[Listed entries]

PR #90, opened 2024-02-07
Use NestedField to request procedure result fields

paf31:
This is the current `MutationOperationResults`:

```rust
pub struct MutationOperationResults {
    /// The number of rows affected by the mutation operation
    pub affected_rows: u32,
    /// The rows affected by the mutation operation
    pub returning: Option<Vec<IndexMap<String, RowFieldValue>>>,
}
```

[Task requirements] Write the entire listing out again, word for word.

[Your solution]
PR #90, opened 2024-02-07
Use NestedField to request procedure result fields

paf31:
This is the current `MutationOperationResults`:

```rust
pub struct MutationOperationResults {
    /// The number of rows affected by the mutation operation
    pub affected_rows: u32,
    /// The rows affected by the mutation operation
    pub returning: Option<Vec<IndexMap<String, RowFieldValue>>>,
}
```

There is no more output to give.